Stored items
Issue #1748, opened 2020-05-12
Cursor doesn't change when hovering over medication details


enoralecuyer:
# Description

The cursor doesn't change when hovering over the details of a new medication. To make this feature more accessible, I suggest to change the cursor to a type **pointer**.

On the New Medication page, the change is needed for:
- Strength/mg
- Total/tablets
- Dosage/tablets
- mm/dd/yyyy
- two check boxes Refill reminder email and Daily reminder email

# Screenshots
![Inked2020-05-12 15_31_15-Greenshot_LI](https://user-images.githubusercontent.com/48727972/81752500-688f0580-9466-11ea-9fe6-60c57a3a0995.jpg)

---

Please assign yourself (via the Assignees dropdown), if you do want to work on this issue. Can't find yourself? You need to [join our organization](https://github.com/ifmeorg/ifme/wiki/Join-Our-Slack).

Check out our [Picking Up Issues](https://github.com/ifmeorg/ifme/wiki/Picking-Up-Issues) guide if you haven't already!

julianguyen:
I mentioned this already in Slack but I think we actually don't want the cursor type to be a pointer here.

The pointer cursor type should only be used on elements that are links. This custom select component is not a link. The native `<Select>` element actually uses the default cursor.

enoralecuyer:
In terms of accessibility and usability, it is not easy to recognize that it's a multiple-choice selection. I actually missed it the first time I went to this page. 

If the decision is made to not change the pointer, it would be good to come up with another solution to make this feature more accessible and help the user not miss this important step.

What about having all the choices visible in a single line (either horizontal or vertical) and the user can select the option of their liking?

julianguyen:
@enoralecuyer That's a great observation! I think improving the UX here is a good call. We would either:

1) Add a label to the existing component to indicate that there are multiple options
2) Change the component so that it's checkboxes

What do you think?

GuillermoCoding:
Just joining in the conversation and following up on @julianguyen. For the second option you suggested, do you think radio buttons would be more appropriate instead of check boxes ? since the use should choose between`mg` OR `ml` and not have the ability to select multiple options ?

enoralecuyer:
@GuillermoCoding I love your idea of using radio buttons! They are clear, easy to use and restrict to one option only. That sounds perfect to me!

GuillermoCoding:
@julianguyen any more thoughts on this?  I can start tackling this feature

[...]

PR #1776, opened 2020-06-08
[#1748] Adds InputRadio form component to new/edit medication form

GuillermoCoding:
# Description
* According to the discussion on #1748, the new/edit medication form has some accessibility issues when selecting the `strength unit`, `total unit`, and `dosage unit` inputs. The proposed solution consisted of changing these inputs to radio buttons in order to create a better user experience.
* Creates an `InputRadio` form component and adds this component to the new/edit medication form.
* Replaces the `InputSelect` form components in the medication form used for `strength unit`, `total unit` and `dosage unit` with new `InputRadio` component.
* Adds unit tests for `InputRadio` component.

## More Details
* Modifies `medications_form_helper.rb` to use radio inputs for `medication_strength_unit` and `medication_unit_field`.
* Adds more locales to `config/locales/en.yml `

## Corresponding Issue

#1748 

# Screenshots
### Before
image

### After
image

---

### DIFF
--- a/client/app/components/Input/InputRadioGroup.jsx
+++ b/client/app/components/Input/InputRadioGroup.jsx
@@ -1,0 +1,35 @@
+// @flow
+import React, { useState } from 'react';
+import css from './InputRadioGroup.scss';
+import type { Option } from './utils';
+
+export type Props = {
+  name?: string,
+  options: Option[],
+  value?: any,
+}
+
+export function InputRadioGroup({
+  name,
+  options,
+  value: propValue,
+}: Props) {
+  return (
+    <div role="radiogroup" className={css.wrapper}>
+      {options.map((option: Option) => (
+        <div key={option.value} className={css.content}>
+          <label className={css.label} htmlFor={option.id}>
+            {option.value}
+            <input
+              type="radio"
+              id={option.id}
+              name={name}
+              value={option.value}
+              defaultChecked={option.value == propValue}
+            />
+          </label>
+        </div>
+      ))}
+    </div>
+  );
+}
--- a/config/locales/en.yml
+++ b/config/locales/en.yml
@@ -219,10 +219,9 @@ en:
     event_summary: 'Refill for %{name}.'
     form:
       strength: Strength
-      strength_placeholder: e.g. 100
-      total_placeholder: e.g. 30
+      strength_unit: 'Strength Unit'
       dosage: dosage
-      dosage_placeholder: e.g. 2
+      dosage_unit: 'Dosage Unit'
       refill: refill
       comments_hint: 'Add any additional comments here, e.g. logging your symptoms'
       add_to_google_cal: Google Calendar reminder
@@ -237,6 +236,7 @@ en:
         refilled.
       daily_reminder_hint: We'll email you a daily reminder to take this medication
       total: Total
+      total_unit: 'Total Unit'
     new: New Medication
     units:
       display: '%{count} %{unit}'
--- a/config/locales/fr.yml
+++ b/config/locales/fr.yml
@@ -230,7 +230,7 @@ fr:
     event_summary: 'Recharge pour %{name}.'
     form:
       strength: Concentration
-      stregth_unit: 'Unité de concentration'
+      strength_unit: 'Unité de concentration'
       strength_placeholder: ex. 100
       total_placeholder: ex. 30
       dosage: dosage
--- a/config/locales/fr.yml
+++ b/config/locales/fr.yml
@@ -230,9 +230,11 @@ fr:
     event_summary: 'Recharge pour %{name}.'
     form:
       strength: Concentration
+      stregth_unit: 'Unité de concentration'
       strength_placeholder: ex. 100
       total_placeholder: ex. 30
       dosage: dosage
+      dosage_unit: 'Unité de dosage'
       dosage_placeholder: ex. 2
       refill: renouvellement
       comments_hint: >-
@@ -254,6 +256,7 @@ fr:
         Nous vous enverrons un email de rappel journalier pour la prise de ce
         médicament.
       total: Total
+      total_unit: 'Unité totale'
     new: Nouvelle médication
     units:
       display: '%{count} %{unit}'
--- a/app/helpers/medications_form_helper.rb
+++ b/app/helpers/medications_form_helper.rb
@@ -121,7 +121,8 @@ module MedicationsFormHelper
 
   def medication_strength_unit
     {
-      type: 'select',
+      type: 'radio',
+      label: t('medications.form.strength_unit'),
       value: @medication.strength_unit || t('medications.units.mg'),
       options: [
         medication_type_unit_mg('strength'),
@@ -198,16 +199,21 @@ module MedicationsFormHelper
     }
   end
 
+  def medication_unit_options(type)
+    [
+      medication_type_unit_tablets(type),
+      medication_type_unit_mg(type),
+      medication_type_unit_ml(type)
+    ]
+  end
+
   def medication_unit_field(type)
     {
-      type: 'select',
+      type: 'radio',
+      label: t("medications.form.#{type}_unit"),
       value: @medication["#{type}_unit"] ||
         t('medications.units.tablets.other'),
-      options: [
-        medication_type_unit_tablets(type),
-        medication_type_unit_mg(type),
-        medication_type_unit_ml(type)
-      ]
+      options: medication_unit_options(type)
     }.merge(medication_basic_props("#{type}_unit"))
   end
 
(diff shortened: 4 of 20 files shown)


config/locales/en.yml
```diff
@@ -219,10 +219,12 @@ en:
     event_summary: 'Refill for %{name}.'
     form:
       strength: Strength
-      strength_placeholder: e.g. 100
-      total_placeholder: e.g. 30
+      strength_unit: 'Strength Unit'
+      strength_placeholder: 'e.g. 100'
+      total_placeholder: 'e.g. 30'
```
julianguyen, line 224: I don't think we need all these new placeholders. These fields must be numeric and users would be filling in this information from their prescription. But this was a good suggestion! :)

client/app/components/Input/InputRadio.scss
```diff
@@ -0,0 +1,20 @@
+@import "../../styles/_global.scss";
+
+.wrapper {
+  display: flex;
+  flex-direction: row;
+
+  .content {
+    margin-right: 15px;
```
julianguyen, line 8: You can replace this with `$size-16` which comes from [here](https://github.com/ifmeorg/ifme/blob/master/app/assets/stylesheets/base/_sizes.scss#L10).

client/app/components/Input/InputRadio.scss
```diff
@@ -0,0 +1,20 @@
...
+  }
+
+  input {
+    margin-right: 5px;
```
julianguyen, line 12: You can replace this with `$size-6` which comes from [here](https://github.com/ifmeorg/ifme/blob/master/app/assets/stylesheets/base/_sizes.scss#L5).

client/app/components/Input/InputRadio.scss
```diff
@@ -0,0 +1,20 @@
...
+  }
+
+  label {
+    all: unset;
+    color: rgba(109, 8, 57, 0.9);
```
julianguyen, line 17: You can replace this with `$mulberry-90` which comes from [here](https://github.com/ifmeorg/ifme/blob/master/app/assets/stylesheets/base/_colors.scss#L26).

client/app/components/Input/__tests__/InputRadio.spec.jsx
```diff
@@ -0,0 +1,62 @@
...
+        name={name}
+        id={id}
+        value={value}
+        options={options}
+        onChange={someEvent}
+      />,
+    );
+    expect(
+      wrapper.find('input[id="some-option-one-id"][type="radio"]').props().checked,
+    ).toBeTruthy();
```
julianguyen, line 30: I think you can be more explicit here and use the `.toBeTrue()` assertion since we expect booleans. Same case below too.

client/app/components/Input/InputRadio.jsx
```diff
@@ -0,0 +1,47 @@
...
+  onChange?: Function,
+}
+
+export function InputRadio({
+  name,
+  options,
+  onChange,
+  value: propValue,
+}: Props) {
+  const [value, setValue] = useState<any>(propValue);
```
julianguyen, line 19: I think we can make this uncontrolled instead of controlled. By that I mean, we can rely on the native `<input>` element to update the value for us instead of handling it ourselves in state.

Here's an [article](https://itnext.io/controlled-vs-uncontrolled-components-in-react-5cd13b2075f9) on uncontrolled vs. controlled components if you need it.

client/app/components/Input/InputRadio.jsx
```diff
@@ -0,0 +1,47 @@
+// @flow
+import React, { useState } from 'react';
+import css from './InputRadio.scss';
+import type { Option } from './utils';
+
+export type Props = {
+  name?: string,
+  value?: any,
```
julianguyen, line 8: We can replace `any` with `boolean`. If `value` is undefined, we can assume it's `false`.

GuillermoCoding: In this case, InputRadio.jsx represents a collection of radio buttons so value represents which radio button is checked (tables, mg, or ml) and not whether a singe radio button is checked or not. This suggestion made me think that maybe the naming of this component is misleading since it does not represent a single radio button but instead of a collection of radio buttons were value represents which radio button is checked.

GuillermoCoding: I can change the name of this component to `InputRadioGroup.jsx`? Let me know your thoughts

client/app/components/Input/InputRadio.jsx
GuillermoCoding: Thanks for this suggestion! Should I still make this change even though `InputRadio.jsx` represents a collection of radio buttons instead of a single radio button ?

config/locales/en.yml
```diff
@@ -219,10 +219,12 @@ en:
     event_summary: 'Refill for %{name}.'
     form:
       strength: Strength
-      strength_placeholder: e.g. 100
-      total_placeholder: e.g. 30
+      strength_unit: 'Strength Unit'
```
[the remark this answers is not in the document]
GuillermoCoding: I have added these to the other locales using Google translate on my latest commit👍

config/locales/en.yml
GuillermoCoding: I have removed these placeholders on my latest commit

client/app/components/Input/__tests__/InputRadio.spec.jsx
GuillermoCoding: Getting an error that `.toBeTrue()` is not a function using the current `jest-jasmine` testing library 🤔 but I did change this to `.toBe(true)` if that also is explicit in this case?

julianguyen: Oh that works too! :)

client/app/components/Input/InputRadio.jsx
julianguyen: Hmm good question. I think you should make that change. InputRadio should just refer to one radio button. We could make some kind of collection component later.

client/app/components/Input/InputRadio.jsx
julianguyen: Oh sorry I read this after the previous comment. Yeah I think you should rename it! I don't think it needs to be controlled component if you wrap things in a `<fieldset>`.

client/app/components/Input/InputRadio.jsx
GuillermoCoding: Sounds good!, I have changed the name to `InputRadioGroup.jsx` on my latest commit.

client/app/components/Input/InputRadio.jsx
GuillermoCoding: I have changed the name and made it uncontrolled on my latest commit 👍

client/app/components/Input/InputRadioGroup.jsx
```diff
@@ -0,0 +1,35 @@
...
+  value?: any,
+}
+
+export function InputRadioGroup({
+  name,
+  options,
+  value: propValue,
+}: Props) {
+  return (
+    <div className={css.wrapper}>
```
julianguyen, line 18: This should be replaced with a `<fieldset>`.

GuillermoCoding: Sounds good! 👍 I have added `<fieldset>` around this component. It did introduce some unwanted CSS styling that I disabled but it also prevents `display: flex` and `flex-direction: row` from being applied to it. That is why I had to keep the wrapper div to allow for `flex-direction: row`. Otherwise, items will be displayed in a column. Let me know your thoughts on this

julianguyen: Hmm okay, I did some more research and I think it should suffice to put `role="radiogroup"` on this div.

GuillermoCoding: Cool, I have made this change! Confused why the circleci build is not happening 🤔 I have squashed my commits. I also synced with the upstream master as explained in the wiki. I have rebased my branch with the master so it is on the top. None of this seems to reset the circleci build. I did some Google and it might be caused by something enabled under the repo's "settings" tab ?

config/locales/fr.yml
```diff
@@ -230,9 +230,11 @@ fr:
     event_summary: 'Recharge pour %{name}.'
     form:
       strength: Concentration
+      stregth_unit: 'Unité de concentration'
```
julianguyen, line 233: This should be `strength_unit`. This is causing a test in `./spec/compare_locales_support_spec.rb` to fail.

GuillermoCoding: Thanks, fixed this in my latest commit 👍

Issue #1758, opened 2020-05-21
Migrate from Enzyme to React Testing Library


julianguyen:
# Description

We should migrate to React Testing Library as it's officially recommended by React and it's a lot more usable than Enzyme.

---

Please assign yourself (via the Assignees dropdown), if you do want to work on this issue. Can't find yourself? You need to [join our organization](https://github.com/ifmeorg/ifme/wiki/Join-Our-Slack).

Check out our [Picking Up Issues](https://github.com/ifmeorg/ifme/wiki/Picking-Up-Issues) guide if you haven't already!

alekpentchev:
I can work on this! Does want to rewrite every component’s test file to use React Testing Library? Or do we want to focus on a specific set of components?

julianguyen:
Yeah we'll want to get rid of Enzyme and replace it with React Testing Library. The good thing is that we don't need to rely on element classes or IDs to identify them in our tests. We can identify elements by their appropriate aria labels, text content, etc.

Let me know if you have any questions or need help along the way. I use this library in my day job and have some experience with it :P

alekpentchev:
Thanks Julia for your support! I will probably need some onboarding in the topic of this library because I'm quite new to it. But I'm eager to work on it :)

Btw If someone else would like to jump in and to this in parallel, I'm absolutely ok with it!

PR #1780, opened 2020-06-13
Issue_1758 - Migration from Enzyme to React Testing Library pt. 1

alekpentchev:
# Description

First few components spec files rewritten from Enzyme to React Testing Library.

## More Details

The main purpose of this PR is to confirm and adjust the direction of the process of migrating from Enzyme to RTL.

## Corresponding Issue

https://github.com/ifmeorg/ifme/issues/1758

# Screenshots

N/A

---


client/app/components/Accordion/__tests__/Accordion.spec.jsx
```diff
@@ -1,7 +1,8 @@
 // @flow
-import { shallow } from 'enzyme';
 import React from 'react';
 import { Accordion } from '../index';
+import { render, screen, fireEvent } from '@testing-library/react';
+import '@testing-library/jest-dom/extend-expect';
```
julianguyen, line 5: Is this necessary? If so I think we can place [/client/app/libs/testHelper.js](https://github.com/ifmeorg/ifme/blob/master/client/app/libs/testHelper.js) so that it's globally available.

client/app/components/Accordion/index.jsx
```diff
@@ -30,7 +30,7 @@ export const Accordion = ({
   const [open, setOpen] = useState(!!openProp);
 
   const displayContent = () => (
-    <div className={`${open ? 'accordionContent' : css.accordionClose}`}>
+    <div className={`${open ? 'accordionContent' : css.accordionClose}`} role="list">
```
julianguyen, line 33: So we shouldn't be using this list role on this accordion. It would be better to identify this element by an aria-label.

alekpentchev:
> This is a really great start! Thank yooou sooo much for working on this :)
> 
> Looks like there are linting errors, so I recommend running `(cd client && yarn lint)` in your local dev environment to fix this.

Thank you very much! Yeah, I've noticed them and will fix them tomorrow, probably. Besides, what do you think about the techniques I've used here and the methods of querying elements? Would you improve or replace something?

client/app/components/Accordion/__tests__/Accordion.spec.jsx
alekpentchev: Do you mean line 5? Because when I removed it from the spec file and tried to put it inside testHelper I get an error when running the tests (even after using another defineProperty for expect):

image

julianguyen: Interesting, what happens if you import `import '@testing-library/jest-dom'` instead? Does that work?

client/app/components/Accordion/index.jsx
```diff
@@ -30,7 +30,10 @@ export const Accordion = ({
   const [open, setOpen] = useState(!!openProp);
 
   const displayContent = () => (
-    <div className={`${open ? 'accordionContent' : css.accordionClose}`}>
+    <div
+      className={`${open ? 'accordionContent' : css.accordionClose}`}
+      role="list"
```
julianguyen, line 35: We should not be using the list role here. Let's use `role="region"` instead.

alekpentchev: 1. Extending expect globally. After a quick research it turned out that `"@testing-library/jest-dom/extend-expect"` should be specified in package.json under `setupFilesAfterEnv` field. Then it worked as expected.

2. Sure, will do. Role adjusted to `region`

alekpentchev:
@julianguyen Circleci:build is failing due to some vulnerabilities within some ruby-related packages. Should we handle this here or in a separate PR?

julianguyen:
Oof yeah, I can make a PR for this! Sorry about that.

alekpentchev:
> Excellent work! Thank you so much for taking this on!

Thank you! Now I have a green light to continue my work as until now. :) I can wait for the circleci issue to be resolved or can you merge this PR (I don't have such option)?

julianguyen:
Hey! Sorry I didn't get around to making a PR this weekend. Doing it right now with the gem updates. Then you can rebase and we can merge this. Great work!! :)

julianguyen:
You should be able to rebase now :)

PR #2368, opened 2025-04-24
Implementing eager loading on the MomentsController

mirjharr2:
# Description
This change will implement eager loading into the `set_association_variables!` function in `MomentsController` to reduce queries when creating and editing a moment. 

**Key Changes**
- Implementing eager loading using `.includes(...)` to preload moments associations when retrieving associated categories and moods.
- Addition of `visible_categories` and `extra_categories` to avoid a false.include error in the case of a null response.
- Addition of `visible_moods` and `extra_moods` to avoid a false.include error in the case of a null response.

## More Details

This refactor is important because:
- The current code results in an **N+1 query issue** which can create performance issues under heavy load because the database will be overloaded with queries when retrieving associated categories and moods.
- This change will make the database more scalable than it is now.
- Significantly reduces the number of queries to two queries per category and mood that is fetched, opposed to N+1.

---


julianguyen (approved):
Solid work, Miranda!

PR #2445, opened 2026-05-13
chore: remove redundant polyfills from webpack entry point

renanfochetto:
## Description
Remove redundant polyfills (`@babel/polyfill` and `es5-shim`) from the webpack entry point and from `package.json`.

These polyfills were redundant because `@babel/preset-env` with `useBuiltIns: 'usage'` and `core-js@3` already handles polyfills automatically — injecting only what is needed based on the target browsers (`defaults` browserslist).

Additionally, `@babel/polyfill` has been officially deprecated in favor of this approach, and `es5-shim` was designed for IE8/IE9 support which is not required given the current browserslist configuration.

This change reduces the JavaScript bundle size by approximately 1.3 MiB (~10% reduction).

## Type of Change
Improvement

## Related to
Not related to any issues

## How to test
Run the test suite and verify all tests pass:
`yarn test`

Verify the bundle size reduction by running:
`yarn build:production`

## Checklist:
- [x] Tested locally
- [ ] Added tests
- [x] Lint passed
- [x] Followed style guide

### DIFF
--- a/.gitignore
+++ b/.gitignore
@@ -51,3 +51,9 @@ node_modules
 
 # Ignore gems installed locally
 /vendor
+
+# Contributing RoadMap Portuguese
+CONTRIBUTION_ROADMAP-pt.md
+
+# Package lock (project uses yarn)
+client/package-lock.json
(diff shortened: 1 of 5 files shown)


julianguyen (approved):
Solid work!

PR #2451, opened 2026-05-25
Add Traditional Chinese zh-TW locale

PeterDaveHello:
# Description

This pull request adds support for Traditional Chinese (`zh-TW`) as a new locale throughout the application :tada:

### DIFF
--- a/config/locales/ca.yml
+++ b/config/locales/ca.yml
@@ -30,6 +30,7 @@ ca:
     fr: Francès
     hi: Hindi
     zh-CN: Xinès
+    zh-TW: Xinès tradicional
     ko: Coreà
     id: Indonesi
     ar: Àrab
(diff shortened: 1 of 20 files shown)


config/locales/ca.yml
```diff
@@ -30,6 +30,7 @@ ca:
     fr: Francès
     hi: Hindi
     zh-CN: Xinès
+    zh-TW: Xinès tradicional
```
julianguyen, line 33: Is the tradicional part correct?

julianguyen:
Thanks so much for adding Traditional Chinese!

config/locales/ca.yml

ACTIVITY -> The first line of the entries above and every line after it, up to and including the line with "The cursor doesn't", should be set down exactly.

TASK RESULT ->
Issue #1748, opened 2020-05-12
Cursor doesn't change when hovering over medication details


enoralecuyer:
# Description

The cursor doesn't change when hovering over the details of a new medication. To make this feature more accessible, I suggest to change the cursor to a type **pointer**.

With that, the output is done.